I haven't really addressed the on going university strike, mostly because I am not really good a numbers and economic models. Hence, it's hard for me to say which offer is better or worse. As I write, though, the sides are arguing for and against injunctions to force us back to work for two weeks (i.e. till the official end of the first semester). So, perhaps, in light of this article, I should offer a few observations:

1) Higher education in Israel has taken a budgetary beating for a decade. We have had no raises (either COLor real) in all that time. Budget lines for new hires have disappeared. This has been most noticeable in the Humanities and Social Sciences. ALL new money (even if slated for the latter) has gone to the sexy 'hard sciences.' In my department, for example, thee has been only one new hire in three years and he's also the youngest lecturer, aged 46!

2) The issue is not only salaries, but support for research. I'll share a small example. The library at Bar Ilan subscribes to JSTOR I and II. The problem is that JSTOR III has most of the more critical journals relating to religion and Jewish Studies. When I asked about expanding the JSTOR subscription, I was told 'No Money.' (Needless to say Bar Ilan raises money based on the excellence of its Jewish Studies faculty, which really is excellent, and is the only address in Israel for some fields e.g. History of Halakhah.)

3) The press is presenting us as pampered ingrates. Yes, we teach between 6-8 hours a week. However, anyone who knows anything about academia knows that: a) guiding graduate students takes up many many hours of time b) research and writing are also time consuming c) tenured faculty sit on endless numbers of committees. So we put in our hours, believe me.
The joke is that because of the meagre pay, we need second and third jobs. That, obviously, interferes with or ability to fulfill our primary jobs well. This is especially egregious in the non-hard sciences. The mathematicians and scientists can always consult and come out way ahead.

4) The real victims are the adjuncts and junior faculty who work for slave wages and getno benefits. Their light should have been part of our struggle. They are silent, because they can be fired.

This strike has impacted my family from both directions. In addition to me, one son had his MA delayed and my daughter had her first semester (about which she was so very excited) destroyed. So, it's important not to demonize us lecturers. We know the score, better than anyone.

7 comments:

Anonymous said...

You are striking because you want more money (see Ben Chorin's post).

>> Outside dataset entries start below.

PR #2487, opened 2025-07-02
feat: add display timezone switcher, remove local timezone toggle

msmithstubbs:
Finishing up https://github.com/Logflare/logflare/pull/2092

Allows temporary timezone switching with an option to permanently save the preference when it differs from the user's stored timezone.

https://github.com/user-attachments/assets/630ed056-5883-4961-b548-1f63bb1729a3

* Adds a display timezone dropdown for selecting timezone logs are displayed in
* Dropdown will reflect a timezone set by `tz` query param
* If selected timezone is different to users stored timezone preference a checkbox is provided to store the selection.
* Checkbox is hidden if selected timezone matches the user preference timzone
* Button to jump to UTC
* Removes the timezone dialog from search heading.

## Notes:
1. If updating the user preference timezone fails a flash message is displayed, however no current validations would actually trigger this (timezone field is always provided)
2. I've left **display timezone** as the label from the original PR, but maybe simply **timezone** is sufficient?
3. Changing the timezone will update query params and trigger a new search. Saving the timezone won't.


lib/logflare/users/user_preferences.ex
```diff
@@ -5,11 +5,12 @@ defmodule Logflare.Users.UserPreferences do
 
   typed_embedded_schema do
     field :timezone, :string
+    field :display_timezone, :string
```
Ziinc: so when does the search tz and the display tz differ?
if the user chooses to "remember" current timezone, wouldn't that apply for their searches? when would the search timezone and the display timezone differ?
we should only need to store one timezone value (the value that the user wants us to remember), and then any changes to the dropdown only adjusts local state and does not immediately store it unless the user explicitly asks for it (with the remember)

msmithstubbs: Totally agree - storing only one timezone would make more sense!

The instructions were to add test coverage to PR 2092, and it already had separate search and display timezones so I proceeded with that. Rationale for tracking two timezones is described [here](https://github.com/Logflare/logflare/pull/2092#issue-2343900097): 

> It forces a differentiation between "search timezone" and "display timezone", where display timezone only changes the displayed timezone, whereas search timezone will affect the search queries that the user will query in.

I don't know the reasoning but figured there was a good but non-obvious use case?

If I were to do this from first principles of "a user needs to be able to quickly switch between timezones" I'd suggest:
1. Use the existing `user.preferences.timezone` field as you suggest. I don't think it's used elsewhere.
2. Keep dropdown with the timezones. Considering listing them City name first and sorted alphabetically to make it easier to read.
3. Remove the 'remember' checkbox and just persist the timezone whenever the user changes it. Timezone is simply whatever the user last used. 
4. Keep the UTC button, and consider adding one for 'local' timezone (eg. whatever timezone the browser uses).

I'm not sure what the use case here is though so that may not cover off the requirements.

Ziinc: yup, the display timezone should not be stored, because it could come from the query param as well when sharing links.
😆 funnily enough, pts 1-4 were actually the original version before we added in query params timezones.

But due to the query param timezone handling case, we need to factor for the following situation:
When user1 shares link to user2, it will contain user1's display tz, and user2 tz would then load the page using user1's display tz (not user2's preferred tz). Note that user1's display tz could be different from their saved default tz.


Some other considerations is that we want to minimize the db and server impact as much as possible, so causing a db txn on each pref change would not be great:
When user1 changes their viewing tz to utc for example, it could be for a temporary quick check, causing a db update would be unnecessary as the user might not want it to persist (e.g. if it auto-persists, they would need to change back their tz when viewing another page), causing another db txn.

msmithstubbs: Just to clarify:

1. If 'Remember' checkbox is changed to `true` the timezone in the dropdown is stored in `user.preferences.timezone`. 
2. If 'Remember' checkbox is changed to `false` nothing is updated.
3. When the user changes timezone dropdown:
  - the checkbox is set to `false`. (So the user can do a quick of a different time zone and switch back), and
  - The timezone is the URL is updated (I think?)
5. If the user selects the same timezone as stored in their preferences the checkbox is set to `true` to indicate it is stored.
6. The timezone dropdown defaults to the tz in the URL param or user.preferences.timezone.

Is that right? Have I missed anything?

Ziinc: yes this sounds good 👍

msmithstubbs: Looks like we'll have to rethink the checkbox. Per the discussion above:
1. it currently shows as checked (`true`) when the selected timezone matches the user preferences stored timezone.
2. If a user unchecks the checkbox (`false`), we view is updated, but since they still have the same timezone selected as their stored pref the checkbox is rendered as checked. 


https://github.com/user-attachments/assets/9cd45da2-d82f-4753-a030-ea47d7c64a5a



We previously discussed making it disappear checked, making it behave more like a button (_click to store the timezone..._). Should I go back to this?

Ziinc: > We previously discussed making it disappear checked, making it behave more like a button 

yes this will work as well.
i think it will also be a bit more intuitive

Nothing wrong with that, if you can get it.

I have a hard time believing that Yehuda Galinsky is 46 years old. Want to double-check that?

Menachem Butler said...

"(Needless to say Bar Ilan raises money based on the excellence of its Jewish Studies faculty, which really is excellent, and is the only address in Israel for some fields e.g. History of Halakhah.)"

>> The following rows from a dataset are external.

PR #2109, opened 2024-06-18
fix: refactors and reworks the LogEventLive component and viewer

Ziinc:

PR #2492, opened 2025-07-03
fix: refactor log event live and component

msmithstubbs:
Picking up from https://github.com/Logflare/logflare/pull/2109

Fixed compilation errors and got the modal working. Timestamp is passed through. Still need to finish up tests but wanted to check this functionality is in the right direction.

https://github.com/user-attachments/assets/3fc6b4c9-dc7a-48c1-adeb-08d87affeefe

The original PR added a formatted timestamp to the permalink link - should it say? 

https://github.com/Logflare/logflare/pull/2109/files#diff-e60a006782f6833fe1fd1b41951363b779be33cd8b80090bb4b2699b25a11c8cR27

Otherwise does this cover the functional requirements? If so I'll clean it up and add tests.


lib/logflare/utils.ex
```diff
@@ -80,6 +80,29 @@ defmodule Logflare.Utils do
   def stringify(v) when is_binary(v), do: v
   def stringify(v), do: inspect(v)
 
+  @doc """
```
Ziinc, line 73: lets merge these with the function heads from :72

lib/logflare_web/live/log_event_live.ex
```diff
@@ -1,4 +1,4 @@
-defmodule LogflareWeb.LogEventLive.Show do
+defmodule LogflareWeb.LogEventLive do
   @moduledoc """
   Handles all user interactions with the source logs search
```
Ziinc:
```suggestion
  Handles all user interactions with a single event
```

lib/logflare_web/live/log_event_live.ex
```diff
@@ -13,7 +13,9 @@ defmodule LogflareWeb.LogEventLive.Show do
   require Logger
 
   def mount(%{"source_id" => source_id} = params, session, socket) do
-    source = Sources.get_source_for_lv_param(source_id)
+    source_id = String.to_integer(source_id)
+    ts = Map.get(params, "timestamp")
+    source = Sources.get(source_id)
```
Ziinc:
```suggestion
    ts = Map.get(params, "timestamp")
    source = Sources.get(source_id)
```

lib/logflare_web/live/log_event_live.ex
```diff
@@ -30,25 +32,23 @@ defmodule LogflareWeb.LogEventLive.Show do
...
+      |> assign(:log_event_id, params["uuid"])
+      |> case do
+        socket when ts != nil ->
+          {:ok, dt, _} = DateTime.from_iso8601(ts)
+          assign(socket, :timestamp, dt)
+
+        socket ->
+          socket
       end
+      |> assign(:log_event, LogEvents.Cache.get!(token, {"uuid", params["uuid"]}))
```
Ziinc: bang version would cause this to error if empty

lib/logflare_web/live/log_event_live/search_log_event_viewer_component.ex
```diff
@@ -7,17 +7,21 @@ defmodule LogflareWeb.Search.LogEventViewerComponent do
...
 
   @impl true
-  def update(%{error: _} = assigns, socket) do
+  def update(%{log_event: nil} = assigns, socket) do
     socket =
-      assign(socket, :error, "Log event not found!")
+      socket
       |> assign_defaults(assigns)
+      |> start_async(:load, fn ->
+        load_event(assigns)
```
Ziinc: this results in some unnecessary data copying

lib/logflare_web/live/log_event_live.ex
Ziinc: Lets start using Sources.Cache for search related ui

lib/logflare_web/live/search_live/logs_search_lv_utils.ex
```diff
@@ -34,4 +34,11 @@ defmodule LogflareWeb.SearchLV.Utils do
   def pid_source_to_string(pid, source) do
     "#{pid_to_string(pid)} for #{source.token}"
   end
+
+  def iso_timestamp(timestamp) do
```
Ziinc: might want to move this to Logflare.Utils since it is quite generic and useful

lib/logflare_web/live/log_event_live.ex
Ziinc: we can get rid of the bang version in the LogEvents.Cache i think

lib/logflare/utils.ex
```diff
@@ -80,6 +80,29 @@ defmodule Logflare.Utils do
...
+    iex> stringify(122)
+    "122"
+    iex> stringify("something")
+    "something"
+    iex> stringify(%{})
+    "%{}"
+    iex> stringify([])
+    "[]"
+  """
+  def stringify(v) when is_atom(v), do: Atom.to_string(v)
```
amokan: Probably overkill, but worth noting that there is a guard I added recently in `Logflare.Utils.Guards` called `is_atom_value` which will exclude atoms such as `nil` or boolean values which can sometimes leak through to general utility functions like this 🤷‍♂️ 

Up to @Ziinc if that level of concern is needed here though.

Ziinc: yea would be a good addition as well 🔥

test/logflare_web/live_views/log_event_live_test.exs
```diff
@@ -0,0 +1,101 @@
...
+    expect(GoogleApi.BigQuery.V2.Api.Jobs, :bigquery_jobs_query, 1, fn _conn, _proj_id, opts ->
+      send(pid, {:query, ref, opts[:body].query})
+
+      {:ok,
+       TestUtils.gen_bq_response([%{"id" => le.id, "event_message" => le.body["event_message"]}])}
+    end)
+
+    {:ok, view, _html} = live(conn, ~p"/sources/#{source.id}/event?#{%{uuid: le.id}}")
+
+    :timer.sleep(1500)
```
Ziinc, line 36: lets use retry_assert so that the test doesn't take too long as this sets the min time

test/logflare_web/live_views/log_event_live_test.exs
```diff
@@ -0,0 +1,101 @@
...
+       TestUtils.gen_bq_response([%{"id" => le.id, "event_message" => le.body["event_message"]}])}
+    end)
+
+    {:ok, _view, _html} =
+      live(
+        conn,
+        ~p"/sources/#{source.id}/event?#{%{timestamp: "2024-01-10T20:13:03Z", uuid: le.id}}"
+      )
+
+    :timer.sleep(1500)
```
Ziinc, line 63: same as above

test/logflare_web/live_views/log_event_live_test.exs
```diff
@@ -0,0 +1,101 @@
...
+
+    expect(GoogleApi.BigQuery.V2.Api.Jobs, :bigquery_jobs_query, 2, fn _conn, _proj_id, _opts ->
+      {:error, "some error"}
+    end)
+
+    logs =
+      capture_log(fn ->
+        {:ok, view, _html} = live(conn, ~p"/sources/#{source.id}/event?#{%{uuid: le.id}}")
+
+        :timer.sleep(400)
```
Ziinc, line 90: we can remove this since retry_assert already has some sleeping in built

PR #2496, opened 2025-07-03
chore: sql module refactoring

amokan:
This breaks the `Logflare.Sql` module apart a bit in a first pass of refactoring to reduce the cognitive load (reduces the LOC by over 1400) and paves the way for some dialect specific handling within smaller dedicated modules.

I've kept the `Logflare.Sql` tests as-is to avoid any regressions while also adding new tests for the supporting modules that focus on their specific use cases.


lib/logflare/sql/dialect_transformer/bigquery.ex
```diff
@@ -0,0 +1,81 @@
...
+      |> Atom.to_string()
+      |> String.replace("-", "_")
+
+    # byob bq
+    project_id =
+      if is_nil(data.user_project_id), do: data.logflare_project_id, else: data.user_project_id
+
+    # byob bq
+    dataset_id =
+      if is_nil(data.user_dataset_id), do: data.logflare_dataset_id, else: data.user_dataset_id
```
Ziinc, line 33: what if we did the byob check when building the data instead? and then store only `project_id` and `dataset_id` in the data map?
might be cleaner and we won't "leak" the byob concept into other functions.

lib/logflare/sql/dialect_translation.ex
```diff
@@ -0,0 +1,1135 @@
...
+    end
+  end
+
+  defp traverse_convert_identifiers(
+         {"CompoundIdentifier" = k, [%{"value" => head_val}, tail] = v},
+         data
+       ) do
+    cond do
+      # Use match?/2 there to check if list has at least 2 values in it. It is
+      # faster than `langth(list) > 2` as it do not need to traverse whole list
```
Ziinc:
```suggestion
      # faster than `length(list) > 2` as it do not need to traverse whole list
```

test/logflare/sql/dialect_transformer/clickhouse_test.exs
```diff
@@ -0,0 +1,66 @@
...
+
+      result = Clickhouse.transform_source_name("source_two", data)
+      expected = ClickhouseAdaptor.clickhouse_ingest_table_name(source2)
+
+      assert result == expected
+    end
+
+    test "handles source with special characters in token" do
+      user = insert(:user)
+      source = insert(:source, name: "special_source", user: user)
```
Ziinc, line 53: we can consider building these structs instead of inserting so that we can make the tests async (since there is nothing repo related for the sql stuff)
low priority

test/logflare/sql_test.exs
```diff
@@ -346,6 +346,77 @@ defmodule Logflare.SqlTest do
...
+    test "parser can handle tuple definitions" do
+      user = insert(:user)
+
+      for input <- [
+            "select tuple(1,2,3) as foo",
+            "select tuple(\'abc\')",
+            "select tuple(1, t.str_col) from values(\'str_col String\', (\'hello\'), (\'world\'), (\'test\')) t",
+            "SELECT tuple(t.str_col) AS abc from values(\'str_col String\', (\'hello\'), (\'world\'), (\'test\')) t"
+          ] do
+        assert {:ok, _v2} = Sql.transform(:ch_sql, input, user)
```
Ziinc, line 359: something that i've noticed is that sometimes the parser can silently ignore some syntax without panicking, might want to make these tests a bit more resilient by making it spit the sql back out again from the ast

Ziinc: if these panic on parsing then its fine

PR #2497, opened 2025-07-03
fix: alerting improvements

Ziinc:
This PR includes the following improvements for alerts:
- moves to using GenSingleton supervision tree
- adds in proper :erpc usage for managing singleton calls
- adds in tracing for alerts firing for debugging of alert duplication
- adds in logging for AlertsScheduler init
- fixes redirection for deleted alerts


lib/logflare_web/live/alerts/alerts_live.ex
```diff
@@ -61,19 +61,31 @@ defmodule LogflareWeb.AlertsLive do
...
     socket =
-      if socket.assigns.live_action == :edit do
+      if socket.assigns.live_action == :edit and alert != nil do
         assign(socket, :changeset, Alerting.change_alert_query(alert))
       else
         assign(socket, :changeset, nil)
       end
 
-    {:noreply, socket}
+    if !!alert_id and !alert do
```
jonatanklosko: You can make it a bit more explicit, which may be more readable than the negations:

```suggestion
    if alert_id != nil and alert == nil do
```

lib/logflare/alerting.ex
```diff
@@ -150,15 +155,7 @@ defmodule Logflare.Alerting do
...
-    AlertsScheduler.jobs()
-    |> Enum.find_value(fn {_ref,
-                           %Quantum.Job{
-                             task: {_module, _function, [%AlertQuery{id: query_id}, _]}
-                           } = job} ->
-      if query_id == id do
-        job
-      end
-    end)
+    remote_call_scheduler(:find_job, ["#{id}"])
```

Surely there are other institutions in Israel which study the History of Halakhah; perhaps, even, without the ideological slant that Bar-Ilan has on the subject.

Nachum said...

Wow. I wish I could go on strike.

Most of us can't, you know. If we're not happy with our jobs, we have to, um, look for a new one- or even a new profession.

What a quaint idea.

aiwac said...

The nastiness and cynicism that is just oozing out of every comment here is a nice demonstration of why so many people hate talkback comments.

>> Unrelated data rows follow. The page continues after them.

PR #2499, opened 2025-07-04
test: improve coverage on Logflare.Sources.Rules

nelsonmestevao:
- Add missing tests for Logflare.Sources.Rules
- Add missing tests for Logflare.Sources.Rule

These modules didn't have the "Sources" prefix, I took the opportunity to make it consistent.

### DIFF
--- a/lib/logflare/backends/backend.ex
+++ b/lib/logflare/backends/backend.ex
@@ -8,7 +8,7 @@ defmodule Logflare.Backends.Backend do
   alias Logflare.Backends.Backend
   alias Logflare.Source
   alias Logflare.User
-  alias Logflare.Rule
+  alias Logflare.Sources.Rule
   alias Logflare.Alerting.AlertQuery
 
   @adaptor_mapping %{
--- a/lib/logflare/backends/source_sup.ex
+++ b/lib/logflare/backends/source_sup.ex
@@ -18,7 +18,7 @@ defmodule Logflare.Backends.SourceSup do
   alias Logflare.Logs.SearchQueryExecutor
   alias Logflare.Backends.RecentEventsTouch
   alias Logflare.Backends.RecentInsertsBroadcaster
-  alias Logflare.Rule
+  alias Logflare.Sources.Rule
   alias Logflare.Sources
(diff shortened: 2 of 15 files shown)


lib/logflare/rules/rule.ex
```diff
@@ -37,12 +37,12 @@ defmodule Logflare.Rule do
   end
 
   defp maybe_parse_lql(changeset) do
-    qs = get_field(changeset, :lql_string)
+    {:ok, rules} =
```
Ziinc, line 40: this would error if the lql string can't be parsed

test/logflare/rules_test.exs
```diff
@@ -34,17 +35,19 @@ defmodule Logflare.RulesTest do
                lql_string: "a:testing"
              })
 
-    # delete the rule
-    assert {:ok, _rule} = Rules.delete_rule(rule)
+    Rules.delete_rule!(rule.id)
```
Ziinc, line 38: would prefer to refactor away the bang version as it is only used in one location and is not really necessary.

lib/logflare/rules/rule.ex
Ziinc: would be the case if say we make a breaking change in the lql syntax.

test/logflare/rules_test.exs
Ziinc: can do in separate PR.

nelsonmestevao: Okay, I will do it then (in a follow up) :pray:

lib/logflare/rules/rule.ex
nelsonmestevao: I changed it because I could not make the Parser fail, at the moment, it will either raise or always return `{:ok,}`. Should I take into account future changes in the response type?

What do you think I should do?

Ziinc: 👍  if that's the case it should be fine

test/logflare/rules_test.exs
nelsonmestevao: For future reference, this is being done in https://github.com/Logflare/logflare/pull/2507.

PR #2500, opened 2025-07-05
feat: add relationship to backend in endpoint query for inferring language

amokan:
Minimal changes needed to setup relationship between an endpoint `Query` and a `Backend`. 

If the language is not set and a backend is when creating a new query - the system will infer the language, with some additional checks around the single tenant/supabase mode flags.

The intent is to pave the way for handling the query language in a more dynamic way. Future PRs will leverage this for supporting clickhouse SQL dialect for endpoint queries.


priv/repo/migrations/20250705172040_populate_backend_id_for_existing_queries.exs
```diff
@@ -0,0 +1,24 @@
+defmodule Logflare.Repo.Migrations.PopulateBackendIdForExistingQueries do
+  use Ecto.Migration
+
+  def up do
+    # Only update where a query.user has exactly one backend matching the query.language
+    # Others should probably be worked out manually
+    execute """
```
Ziinc: hmm just thinking if we even need to set the value via migration
if backend_id is nil, then we can assume that it is the system's default backend.

lib/logflare/endpoints/query.ex
```diff
@@ -27,7 +34,7 @@ defmodule Logflare.Endpoints.Query do
     field(:name, :string)
     field(:query, :string)
     field(:description, :string)
-    field(:language, Ecto.Enum, values: [:bq_sql, :pg_sql, :lql], default: :bq_sql)
+    field(:language, Ecto.Enum, values: [:bq_sql, :lql, :pg_sql], default: :bq_sql)
```
Ziinc, line 39: should add in ch_sql

lib/logflare/endpoints/query.ex
```diff
@@ -117,30 +131,55 @@ defmodule Logflare.Endpoints.Query do
...
+            put_change(changeset, :language, language)
+        end
+
+      _ ->
+        changeset
+    end
+  end
+
+  defp map_backend_to_language(%{type: :bigquery}), do: :bq_sql
+  defp map_backend_to_language(%{type: :postgres}), do: :bq_sql
```
Ziinc: this should only be the case when in single tenant mode with pg backend and with on supabase mode.
the BQ -> PG translation code only kicks in for this special case.

priv/repo/migrations/20250705171800_add_backend_id_to_endpoint_queries.exs
```diff
@@ -0,0 +1,11 @@
+defmodule Logflare.Repo.Migrations.AddBackendIdToEndpointQueries do
+  use Ecto.Migration
+
+  def change do
+    alter table(:endpoint_queries) do
+      add :backend_id, references(:backends, on_delete: :delete_all), null: true
```
Ziinc: shouldn't delete the endpoint if the backend is deleted, should nilify or raise

priv/repo/migrations/20250705172040_populate_backend_id_for_existing_queries.exs
Ziinc: just wondering if this makes things extra rigid, esp with the seeding logic for supabase mode

lib/logflare/endpoints/query.ex
amokan: Thank you! This seems to be the gap that I was confused about.

priv/repo/migrations/20250705172040_populate_backend_id_for_existing_queries.exs
amokan: Yeah. Wasn't even sure I'd include this migration within the PR, TBH.

I'd prefer, long-term, that we could get to a place where there was no ambiguity to this relationship between a query and backend, but I'm sure there are bigger things to resolve before getting there.

lib/logflare/endpoints/query.ex
amokan: My thinking was to keep this PR tight around just the relationship between backend<->query and to add the CH enum on a subsequent PR.

priv/repo/migrations/20250705172040_populate_backend_id_for_existing_queries.exs
amokan: I've removed this migration for now.

lib/logflare/backends/backend.ex
```diff
@@ -39,6 +41,8 @@ defmodule Logflare.Backends.Backend do
       on_replace: :delete
     )
 
+    has_many(:queries, Query)
```
Ziinc:
```suggestion
    has_many(:endpoint_queries, Query)
```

They say chivalry died; apparently so did common decency and mentshkeit.


What a shame.

nachumj said...

it seems to me that one test of the efficacy of a strike is to consider the replacement senario.
if all the profs were to retire; overnight, every last one of them would be replaced with relatively competant candidates, happy to have the job at that pay level and work load. try that with nurses and you see why no one is rushing to end this thing.
i write this even though my own daughter's year has been destroyed by the strike, it's hard to justify.
the junior faculty on the other hand ......

Anonymous said...

Indeed.
Maybe the solution is for Bar Ilan and the others to wean themselves off of public support... there's this great thing, it's called an "endownment".

Maybe the central control of this system - from the prices charged to students through to the details of curriculum and staff salaries -are also part of the problem, and responsible for the apparichic/civil servant slant of the proposed solutions - and the dean's strategy.

Maybe the government's sitting tight will get these folks to start thinking about other strategies... like endownment building and a real market approach to both costs and pricing.

tmeishar said...

hmmm...your attempts to justify the strike by displaying just how bad the situation offers no comfort to the student. i can tell you from personal experience that this strike has (even though it's over) completely ruined my first year of university. not to mention the fact that it has further lowered the morale of students - both israeli and anglo - by making them question how to survive a country which is constantly bombarded by strikes from every disgruntled professional. and of course, now that the strike is over, i feel significantly less respect for my professors than i ever would have previously. i sit in classes thinking, "this person just ruined the last semester for me."
i think the negative far outweighed the psoitives on this one.